Advancements in motion management have allowed for the development of frameless techniques [12, 28, 29]. In adults, the use of frameless techniques has not been associated with any detriment to tumor control [10, 30–32]. Recently, several linear accelerator-based radiosurgical techniques have emerged including Cyberknife® (Accuray-Sunnyvale, CA), Trilogy (Varian Medical Systems- Palo Alto, CA), and Novalis (BrainLab AG) linear accelerator (LINAC) treatment systems [4, 33–37]. The Cyberknife® is a 6 MV LINAC mounted on a robotic arm, allowing for radiotherapy with the precision necessary to treat intracranial and extracranial tumors independent of frame-based rigid immobilization. Several series have been published detailing clinical experience in treating pediatric patients with this system [12, 38]. Although Cyberknife® allows treatment of extracranial tumors and facilitates fractionated radiotherapy in the pediatric population, each treatment session generally lasts 60–90 min [39-41]. Large complex lesions may require treatment plans with multiple isocenters and increased treatment times which could require increased use of sedation in the pediatric population. Additionally, as opposed to the continuous monitoring of the optical guidance system described in this report, intrafraction motion management with Cyberknife is accomplished using periodic X-ray images which results in additional patient exposure to non-therapeutic ionizing radiation [12, 38]. Cyberknife® also does not allow for intensity modulation.

Trilogy and Novalis are LINAC systems that allow frameless targeting and single-fraction or fractionated treatment of intra- and extracranial lesions [4, 6, 36]. In addition to conical collimators, both Trilogy and Novalis utilize a multi-leaf collimator (MLC) with radiation treatment adapted to the shape of complex tumors, facilitating treatment and precluding the need for multiple isocenters. Other advantages include the use of intensity modulation to help limit toxicity to surrounding tissue [7] and treatments delivered in less than 30 min limiting the need for sedation. The frameless software used at UCSD allows for continuous patient monitoring utilizing infra-red optical guidance to track the patients’ position during treatment delivery.

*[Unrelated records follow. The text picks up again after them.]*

PR #2251, opened 2026-06-05
[WC-3410]: Color Picker: re-dispatch mouseup in capture phase to prevent stuck drag in popups

rahmanunver:
### Pull request type

---

### Description

**Problem:** When the Color Picker widget is placed inside a Mendix popup page, a single click on any drag surface (saturation gradient, hue slider, alpha slider) locks the picker into drag mode — color keeps changing on mouse move without the button held.

**Root cause:** \`react-color@2.19.3\` attaches its drag cleanup listener (\`unbindEventListeners\`) to \`window\` in the **bubble phase**. A Mendix dialog calls \`stopPropagation()\` on \`mouseup\` before it bubbles up to \`window\`, so react-color never receives the release event and the \`mousemove\` listener stays alive indefinitely.

**Fix:** Add a \`useEffect\` in \`components/ColorPicker.tsx\` that listens for \`mouseup\` on \`document\` in the **capture phase** (fires top-down, before any descendant can stop propagation) and re-dispatches it on \`window\`. This ensures react-color's cleanup always runs regardless of dialog interference. The listener is only attached while the picker is visible (\`hidden === false\`) and removed on hide/unmount.

Also adds a \`jest.config.js\` + \`jest.setup.ts\` to suppress pre-existing \`defaultProps\` deprecation warnings emitted by \`react-color\` itself (React 18.3 warnings, unrelated to this fix).

1. Place Color Picker widget inside a Data View on a **popup page**
2. Run app, open popup
3. Click once on saturation/hue/alpha area — release the mouse button
4. Move mouse → color must **not** change
5. Confirm inline Color Picker on a normal page still works correctly
6. Run \`pnpm run test\` in \`packages/pluggableWidgets/color-picker-web\` → 30/30 pass, no console errors

### DIFF
--- a/packages/pluggableWidgets/color-picker-web/src/components/ColorPicker.tsx
+++ b/packages/pluggableWidgets/color-picker-web/src/components/ColorPicker.tsx
@@ -83,12 +83,16 @@ export const ColorPicker = (props: ColorPickerProps): ReactElement => {
         [onColorChange, abortCompleteColorChange]
     );
 
-    const validateColor = (colorValue: string): void => {
-        const message = validateColorFormat(colorValue, format);
-        const validProps = validateProps(props);
-        const alertMessage = message ? invalidFormatMessage?.replaceAll(":colors:", message) : undefined;
-        setAlertMessage(validProps || alertMessage);
-    };
+    const validateColor = useCallback(
+        (colorValue: string): void => {
+            const message = validateColorFormat(colorValue, format);
+            const validProps = validateProps(props);
+            const alertMessage = message ? invalidFormatMessage?.replaceAll(":colors:", message) : undefined;
+            setAlertMessage(validProps || alertMessage);
+        },
+        // eslint-disable-next-line react-hooks/exhaustive-deps
+        [format, invalidFormatMessage]
+    );
 
     const setColorPickerHidden = useCallback(
         (hide: boolean): void => {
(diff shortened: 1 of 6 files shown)


packages/pluggableWidgets/color-picker-web/src/components/ColorPicker.tsx
```diff
@@ -174,6 +178,24 @@ export const ColorPicker = (props: ColorPickerProps): ReactElement => {
...
+
+        // react-color binds its mouseup cleanup to window in the bubble phase.
+        // A Mendix dialog calls stopPropagation on mouseup, preventing it from
+        // reaching window — leaving the picker stuck in drag mode.
+        // Re-dispatching in the capture phase ensures react-color always sees
+        // the release event regardless of dialog interference.
+        const releaseDrag = (): void => {
+            window.dispatchEvent(new MouseEvent("mouseup"));
+        };
+        document.addEventListener("mouseup", releaseDrag, true);
```
iobuhov, line 195: The code here implies that we going to dispatch mouseup up until event is removed.

samuelreichert (approved):

packages/pluggableWidgets/color-picker-web/src/components/ColorPicker.tsx
rahmanunver: Analysis by Claude:

Correct that it re-dispatches on every document mouseup while the picker is open — that's intentional. The listener has to be on document (capture) because the drag release frequently happens outside the widget, and in a popup the dialog's stopPropagation() is exactly what stops the real event reaching window — which is the bug. The re-dispatch is idempotent when no drag is active: react-color's handleMouseUp only removes its mousemove/mouseup listeners, so a synthetic mouseup while idle is a no-op. No recursion either — an event dispatched on window propagates only over [window]; document is a descendant of window, so the capture listener on document is never on that path (verified in jsdom: fires once per real mouseup). The listener is attached only while the picker is visible and removed on hide/unmount, so no leak.

leonardomendix (approved):

leonardomendix (approved):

Trilogy is novel in its use of optical guidance (non-ionizing radiation) for accuracy, sparing the patient additional radiation exposure.

Conclusion

In this retrospective study, we present our initial experience with pediatric and adolescent patients who underwent SRS and FSR with frameless optical guidance using the Trilogy linear accelerator system. There are several advantages to this system including the frameless technique, short beam-on times, and continuous motion monitoring without the need for additional ionizing radiation exposure. No patients suffered treatment-related toxicities or developed new neurological deficits in follow-up and most patients either achieved stabilization or resolution of their tumors.